I’m still a mean short order cook if I do say so myself.
And yeah, mangeorge, no-one can ever discuss this topic w/o trotting out some horror story. I’ve had dogs lick in my mouth (not on purpose of course), I’ve swallowed a bug, I’m sure I’ve eaten more than my yearly pound of dirt in my life (heck as a baby I’m told I was caught eating it with a spoon…)
I say if I don’t know and it’s doesn’t harming me, my life has not been impinged in any way.
I’m not so sure; suppose I steal something from someone, but it happens to be something that they didn’t know they owned (like some money in the mail); have they been wronged?
Where’s Homer Simpson when you need him. He could explain this much better than I can.
Hell, if Homer saw the waiter spit in his food, he’d go ahead and eat it. Then he’d go and smash the guy’s face.
Money is yours as soon as it’s intended for you. An insult is different, it’s not an insult until you’re aware you’ve been insulted.
From m-w;
We’re dealing with #1
And, also from m-w;
All for you, Mangetout
Peace,
mangeorge
Ah, well since you have a dictionary, how can I be right?

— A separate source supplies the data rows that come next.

PR #2287, opened 2026-05-26
onnx: add com.microsoft BiasGelu, FastGelu, QuickGelu handlers

czoli1976:
Adds com.microsoft BiasGelu/FastGelu/QuickGelu importer handlers, lowered onto existing element-wise primitives. Validated bit-close (<=4e-7) vs onnxruntime across shapes/bias/alpha; no node-suite regression; clippy+fmt clean. Part of com.microsoft contrib-op coverage for ORT-exported LLMs (complements #2283/#2284).


czoli1976:
These ONXX Compliance are all low priority, not even sure they are needed, tought would give it a try

kali (approved):

PR #2294, opened 2026-05-27
onnx,core: fuse standard ONNX LSTM cell into one LstmEpilogue op

czoli1976:
## Summary

When testing **DTLN** — an LSTM-heavy real-time speech denoiser — on tract, profiling showed that in streaming mode (batch=1, one audio frame per call) the LSTM body spends most of its **non-matmul** time on per-gate op **dispatch**, not arithmetic. tract's ONNX importer decomposes each LSTM cell into ~15 separately-evaluated `Sigmoid`/`Tanh`/`Mul`/`Add` ops, each materialising an intermediate tensor. The matmuls are already efficient (memory-bandwidth-bound), so this scaffolding is the dominant overhead for streaming LSTMs.

This PR collapses that chain into one fused `LstmEpilogue` op, emitted from the importer for the standard cell.

## What changed

- **New `LstmEpilogue` op** (`core/src/ops/lstm_cell.rs`): given the gate pre-activations `[batch, 4*hidden]` (ONNX gate order i, o, f, c) and `c_prev`, computes `Ht`/`Ct` in one pass — sigmoid over the i,o,f block + tanh over the c block via tract's vectorised `sigmoid_f32`/`tanh_f32` kernels on contiguous slices, then the cell/hidden update. Replaces the ~15-node decomposed chain.
- **Importer emission** (`onnx/src/ops/rec/lstm.rs`): emits `LstmEpilogue` for the standard cell (no peepholes, concrete hidden size); peephole / symbolic-hidden cells keep the existing decomposed path. tract's ONNX LSTM always uses sigmoid/tanh activations, so the fused op is always valid where it fires. Also computes the gate projections with one matmul per side (`Xt·Wᵀ`, `Ht-1·Rᵀ`) + slice rather than four separate matmuls.

## Correctness

Same activation kernels as the decomposed path → numerically identical. DTLN end-to-end output stays at **110.47 dB / Pearson 1.00000** vs the native reference (bit-equivalent up to f32 rounding). A unit test checks the cell math against a scalar reference over a multi-row batch.

## Perf gain

DTLN, M1 Pro, f32, single-thread, full pipeline (the production regime), restaurant-noise clip, min of 3 runs; lower = faster:

| engine | ms / 1 s audio | ×realtime |
|---|---|---|
| tract `main` (before) | 14.71 | 68× |
| **tract + this PR** | **13.11** | **76×** |
| TFLite — Ruy (TFLite default) | 13.80 | 72× |
| TFLite — XNNPACK delegate | 11.76 | 85× |

- **−11% vs tract `main`** (14.71 → 13.11).
- Now **~5% faster than TFLite's default (Ruy) engine** (13.80).
- TFLite's **XNNPACK** delegate (11.76) is still ~12% ahead; that residual is matmul memory-bandwidth plus a couple of streaming-graph follow-ups (below), **not** this epilogue.

The win concentrates in **streaming / small-batch** inference, where per-op dispatch dominates the small per-frame matmuls. It is parity-preserving for all shapes; for large offline batches the relative gain shrinks as the matmuls dominate.

## Who benefits

Any ONNX model with a standard LSTM run in streaming / small-batch mode — e.g. real-time speech enhancement (DTLN, NSNet), streaming ASR LSTM decoders (RNN-T predictors), TTS (Tacotron-2), OCR (CRNN), time-series forecasting (DeepAR).

## Scope / notes

- Measured against vanilla `main`; orthogonal to in-flight perf PRs (#2274 matmul cache-blocking is a different, compounding axis; #2257 Scan iter-reuse is neutral on seq=1 streaming).
- Follow-ups (not in this PR): a companion change inlines the single-iteration `Scan` for streaming RNNs (a further ~−3% on DTLN, → 12.68 ms/s); and a declutter pass for LSTM cells that were *unrolled* at export time (some tf2onnx outputs contain no `LSTM` op, so this importer path never sees them).

### DIFF
--- a/core/src/ops/lstm_cell.rs
+++ b/core/src/ops/lstm_cell.rs
@@ -1,0 +1,128 @@
+use crate::internal::*;
+
+/// Fused LSTM cell epilogue.
+///
+/// Given the combined gate pre-activations
+/// `preact = Xt·Wᵀ + Ht-1·Rᵀ + bias` of shape `[batch, 4*hidden]` (ONNX gate
+/// order i, o, f, c) and the previous cell state `c_prev` `[batch, hidden]`,
+/// computes the new hidden `Ht` and cell `Ct` in a SINGLE fused pass.
+///
+/// This collapses the per-gate `Sigmoid`/`Tanh` + elementwise `Mul`/`Add`
+/// chain (≈ 15 separately-dispatched ops, each materialising an intermediate
+/// tensor) into one op — the dominant non-matmul cost for streaming LSTM
+/// inference. Standard activations only (`f = sigmoid`, `g = h = tanh`) and no
+/// peepholes; the importer falls back to the decomposed form otherwise.
+///
+/// Activations use tract's vectorised `sigmoid_f32`/`tanh_f32` linalg kernels
+/// (NEON on aarch64) applied to contiguous gate slices, so the output is
+/// numerically identical to the decomposed Sigmoid/Tanh path while collapsing
+/// the per-gate dispatch into one op.
+#[derive(Debug, Clone, Hash, PartialEq, Eq)]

But OK, we’ll drop the stealing analogy and go for something a bit closer; if I’m cooking for a Jew and I deliberately include pork products into the food that they will eat, are they only insulted/wronged if they know about it?

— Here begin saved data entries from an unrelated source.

PR #2297, opened 2026-05-27
tflite: load DTLN models — op coverage + REDUCE_MEAN float-mean fix

czoli1976:
## Summary

Enables `tract-tflite` to load and run  **DTLN** real-time speech-denoiser `.tflite` models. Before this, the loader bailed on the very first op; now both DTLN sub-models load, run, and are **bit-exact vs the ONNX path** and match the native reference at **110.47 dB / Pearson 1.00000** end-to-end.

While getting there I found a real correctness bug (below) that affects far more than DTLN.

## The headline fix — REDUCE_MEAN was rounding to an integer

`de_reduce_mean` computed the mean as `sum * recip(count)` using `core::quant::scale()` — which **rounds its result to the nearest integer** (`round_ties_to_even`, for requantization). So any non-integer mean was silently corrupted: e.g. a layer-norm mean of `0.0284` became `0`, a variance of `13.4` became `13.0`. The fix uses a plain float multiply (`core::math::mul`). This affects any tflite model using `MEAN` / global-average-pool / layer-norm, not just DTLN.

## What changed (all in `tflite/`)

- **Op coverage** (`array.rs`, `math.rs`): add `UNPACK`, `PACK`, `SPLIT`, `SQUARED_DIFFERENCE` handlers.
- **`STRIDED_SLICE` `shrink_axis_mask`** (`array.rs`): the guard rejected `shrink_axis_mask != 0`, but tract's `StridedSlice` already honours it (it's passed straight through) — relaxed to reject only the genuinely-unsupported `new_axis_mask`.
- **`REDUCE_MEAN` correctness** (`nn.rs`): float-mean fix (above) + negative-axis normalization in `de_reduce` / `de_reduce_mean` (a `-1` axis was cast to a huge `usize` and indexed out of bounds).
- **`FULLY_CONNECTED` optional bias** (`nn.rs`): `args_3!` required exactly 3 inputs, but the body already handled the no-bias case by input count; accept 2-or-3.
- **Optional input `-1` sentinel** (`model.rs`, `registry.rs`): tflite encodes an absent optional input as `-1`; skip it in fact-building and filter it from an op's input list (previously `tensors().get((-1) as usize)` panicked).
- **Empty quantization guard** (`tensors.rs`): float tensors often carry an empty `quantization` struct; only treat as quantized when `scale`/`zero_point` actually have entries (previously `scale.get(0)` panicked out of bounds).

These are additive (new op handlers) or strictly-corrective (the guards/bugfixes), so currently-loading models are unaffected — the only behavioural change to an existing op is `REDUCE_MEAN` no longer rounding, which can only make results *more* correct.

## Validation

Per-model, identical random input fed to both frontends:
- `model_1.tflite` vs `model_1.onnx`: **max|diff| = 0** on both outputs.
- `model_2.tflite` vs `model_2.onnx`: **max|diff| = 0** on both outputs.

End-to-end (full DTLN pipeline, real audio) via `tract-tflite` vs the native DataDog output: **Pearson 1.00000, diff SNR 110.47 dB, max abs diff 1e-5**.

## Notes

- `tract-tflite` currently has no in-crate test suite, and TFLite's existing coverage is real-model harnesses (`harness/tfl-mobilenet-v2-q` downloads a model). Happy to add a `harness/dtln-tflite` along those lines if you can point me at where the DTLN `.tflite` should be hosted for CI — or to add round-trip unit tests if you'd prefer that style.
- This bundles several independent fixes for one coherent goal; glad to split (e.g. the `REDUCE_MEAN` correctness fix on its own) if you'd rather review them separately.

### DIFF
--- a/tflite/src/model.rs
+++ b/tflite/src/model.rs
@@ -94,6 +94,9 @@ impl Framework<TfliteProtoModel, TypedModel> for Tflite {
         }
         for op in main.operators().context("No operators in Tflite model")? {
             for input in op.inputs().context("No input in Tflite  operator")? {
+                if input == -1 {
+                    continue; // tflite uses -1 as the "no tensor" sentinel for absent optional inputs
+                }
                 if let Entry::Vacant(slot) = mapping.entry(input) {
                     let (fact, name) = flat_tensor_to_tract_fact(&root, main, input)?;
                     let value = fact.konst.with_context(|| format!("Error in TF file for operator {op:?}. No prior computation nor constant for input {input}"))?;
--- a/tflite/src/ops/array.rs
+++ b/tflite/src/ops/array.rs
@@ -26,14 +26,17 @@ pub fn register_all(reg: &mut Registry) {
     reg.reg_to_tract(BuiltinOperator::BROADCAST_TO, de_broadcast_to);
     reg.reg_to_tract(BuiltinOperator::CONCATENATION, de_concat);
     reg.reg_to_tract(BuiltinOperator::EXPAND_DIMS, de_expand_dims);
+    reg.reg_to_tract(BuiltinOperator::PACK, de_pack);
     reg.reg_to_tract(BuiltinOperator::PAD, de_pad);
     reg.reg_to_tract(BuiltinOperator::PADV2, de_padv2);
     reg.reg_to_tract(BuiltinOperator::RESHAPE, de_reshape);
     reg.reg_to_tract(BuiltinOperator::SHAPE, de_shape);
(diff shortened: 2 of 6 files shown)


kali:
Mmmm... you want to go there ? :) Because I feel like tflite is on its way out. I was letting tflite and tf die. You think we should keep tfilet ?

czoli1976:
you have a point .... happy to close or stop here, PLMK

kali:
yeah. energy and bandwidth is better used elsewhere i think.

It would bother me more to find out that someone had spit in my food than to find out that my candy bar had contained .0002 oz of insect parts accidentally ground up in the process of making it. The problem I’d have with someone spitting in my food is that it’s both malicious and underhanded. If I ticked off a waiter, I’d rather it be obvious through his manner that he thought I was a
%&@ than to smile to my face and do that.
How many more people can say it? We can’t be insulted or wronged if we are not aware of the fact. Thus, anything which doesn’t cause any real harm cannot be accounted for, and might as well have never happened.

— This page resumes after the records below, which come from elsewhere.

PR #2311, opened 2026-05-28
linalg/x86_64 + core/nn: fused AVX-512 RmsNorm kernel

czoli1976:
## Summary

Adds a fused AVX-512 RmsNorm kernel + scalar fallback at the linalg level, and routes `core::ops::nn::RmsNorm::eval`'s common case (contiguous trailing axis, F32 or F16) through it instead of the existing 4-call composition.

**Why**: `RmsNorm::eval` currently runs `Reducer::MeanOfSquares` + `Add` + `Rsqrt` + `Mul` as 4 separate ops, each writing/reading the full input through L1/L2. CUDA and Metal already expose a fused `rms_norm` kernel (`cuda/src/kernels/nn/rms_norm.rs`, `metal/src/kernels/nn/rms_norm.rs`); this closes the CPU side of that gap.

**What**:
- New `Ops::rms_norm_f32: Box<dyn Fn(&mut [f32], f32) + Send + Sync>` — a simple closure slot since the op operates on a whole row (doesn't fit the per-element `ElementWise` pattern).
- `linalg/src/generic/rms_norm.rs` — scalar default.
- `linalg/src/x86_64_fma/rms_norm.rs` — AVX-512 kernel. Two passes: (1) sum-of-squares via 4 zmm FMA accumulators + zmm→scalar reduce + rsqrt, (2) multiply-back via 4 zmm broadcast-multiplies. Scalar tail handles `row_len % 64 ≠ 0`. Uses `vmovups` (per-row slices aren't guaranteed 64-byte aligned).
- `plug_avx512f` overrides the closure on AVX-512 hosts.
- `core::ops::nn::RmsNorm::eval` adds a fast path: when `dtype ∈ {F32, F16}` and `self.axis == input.rank() - 1`, iterates over outer dims and dispatches to the linalg primitive. Other axes keep the original composition.

Bench (single-thread, Cascade Lake, throughput Gelem/s):
| row | composed | generic scalar | AVX-512 | AVX-512 vs composed |
|----:|---------:|---------------:|--------:|--------------------:|
| 1024 |   0.77  |     0.75       |  12.4   |   **16.2×**         |
| 2048 |   0.77  |     0.75       |  13.8   |   **17.9×**         |
| 4096 |   0.77  |     0.75       |  13.8   |   **17.9×**         |

The composed and generic-scalar numbers are nearly identical because both are memory-bandwidth bound on a 4-pass / 2-pass workload of the same total work; the AVX-512 win comes from doing both passes in 1/4 the loop iterations (zmm width) and from avoiding the inter-op allocation + dispatch overhead in the composed version.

As far as the spitters go, I’ve known two people in my food service history to have done it, each had done it once on independent occaissions, and not to random customers.
More often we threatened and insinuated instead. You take a lot of shit from people when you work in fast food. There is no sense in paying McD workers more; I higly doubt their pay scale is what causes the turnover rates. As was said above, never mess with people that prepare your food; we used to make this rather vocal to all the clowns that came through drive thru. At my place, AFAIK, we never actually carried through with it, and we didn’t need to, because the greatest part was it was the opposite of “spit and don’t tell”; “tell and don’t spit” gave them all the nervousness they could handle but never involved us causing any potential harm. It really was a glorious set-up.
I imagine Herpes and Hepatitis can be passed easily through saliva, and those aren’t exactly uncommon diseases (as far as diseases go). They also aren’t particularly nice, especially the latter (as I hope we are all aware).
In summary, if the premise is “there is no harm done” then I must agree, there is no harm done. But the practice is a big deal even if there is no harm done for reasons people have given already and aren’t worth repeating.
Or “highly”, even. but “higly” does have a certain emphatic nature that “highly” simply lacks, even in italics.
Actually, you’re right; no real, tangible harm is done (unless the cook has been eating peanut butter and the victim has an allergy, or something like that); my objections were all based on my failure to narrowly isolate the issue of physical harm from the raft of other issues involved in the idea.
Mangeorge, I believe this is why the phrase is “blissfully ignorant”. Maybe you’re better off by not knowing, but you’re avoiding the truth of the situation by doing so.